If Neer were remotely curious about the world west of the Hudson River, he might discover that hundreds of state universities and colleges–Aggies, and the directionals, primarily, like North Texas, Texas A&M (two very prominent military history bastions he mentions in his article!), not to mention the University of Colorado and Colorado State University–hire in military history, teach military history classes, and promote colleagues who research and write in the field. But none of this matters because Harvard, Yale, and Columbia don’t!
Well, the Ivies also don’t represent public history or environmental history–but do those scholars b!tch and moan in public about this? No, they do what they do in the many other institutions that recognize and promote these cutting-edge fields. We don’t care at Colorado State if prestigious institutions represent the strengths in our History department, because we write great books, teach excellent classes, and do what we do to serve our students and our community rather than worrying that our work isn’t recognized or represented elsewhere.
Whenever I read one of these complaints from military historians, I suspect they’re written by people who don’t recognize the ways in which military history–and yes, the recent imperial misadventures of the U.S. in the Middle East–have shaped a great deal of contemporary scholarship. I myself wrote one book subtitled “War and Gender in Colonial New England” and a second book focused on the many eighteenth-century North American wars and the ways in which communities of women were implicated in them, but because I also teach courses on women’s history and the history of sexuality, how visible is this scholarship and teaching to critics like Neer? (Those of us who teach in “flyover country” and at non-elite institutions usually represent more than one historical subfield! It’s true!
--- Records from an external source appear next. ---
Issue #6157, opened 2026-05-17
Plugin event "issue.comment.created" is declared in PLUGIN_EVENT_TYPES and documented in SDK README but never emitted (activity-log action is "issue.comment_added")


mrobinson2:
## Problem

`PLUGIN_EVENT_TYPES` declares `"issue.comment.created"` (dot-separated) as a subscribable plugin event, and the SDK README advertises it. But the activity-log entries written by `routes/issues.ts` use the action name `"issue.comment_added"` (underscore). Since `activity-log.ts` gates plugin-bus emission on `PLUGIN_EVENT_SET.has(input.action)` and the underscore form is not in the set, the event is never emitted to the plugin event bus.

Plugins subscribing to `ctx.events.on("issue.comment.created", ...)` receive zero events even when comments are being added.

### Root cause trace

1. `packages/shared/src/constants.ts:665` declares the dot form:
   ```ts
   export const PLUGIN_EVENT_TYPES = [
     ...
     "issue.comment.created",
     ...
   ];
   ```

2. `packages/plugins/sdk/README.md:120` advertises it as subscribable.

3. `server/src/routes/issues.ts:1220` and `:1692` write activity with the underscore form:
   ```ts
   action: "issue.comment_added",
   ```

4. `server/src/services/activity-log.ts:72` gates emission:
   ```ts
   if (_pluginEventBus && PLUGIN_EVENT_SET.has(input.action)) {
     // emit
   }
   ```
   `"issue.comment_added"` is not in `PLUGIN_EVENT_SET`, so the event never fires.

### Reproduction

```ts
ctx.events.on("issue.comment.created", (event) => {
  ctx.logger.info("got comment", { event });
});
// Then add a comment to any issue (UI / API / agent reply).
// Handler is never called.
```

### Impact

Blocks any plugin that wants to react to new comments — forwarding agent replies to an external chat surface, building activity feeds, routing notifications. Polling `ctx.issues.listComments(issueId)` is the only workaround today and is high-friction and laggy.

### Proposed fix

You can look it up.)
Most universities don’t field History departments of 50-100 members, so a lot of us wear more than one hat: the environmental historians also teach public history and U.S. Western history; the medieval Europeanist is our historian of medicine; the person who teaches the French Revolution is also a historian of religion; and yes, the early American historian has written a book or two about warfare as well as gender, sexuality, and material culture.
We’re not Santa Claus or the Tooth Fairy. We’ll continue to do our work whether or not you think we exist, or care. Our sense of worth doesn’t depend on whether or not our fields are represented in New Haven, Cambridge, or New York. (It’s just too bad Neer’s is.)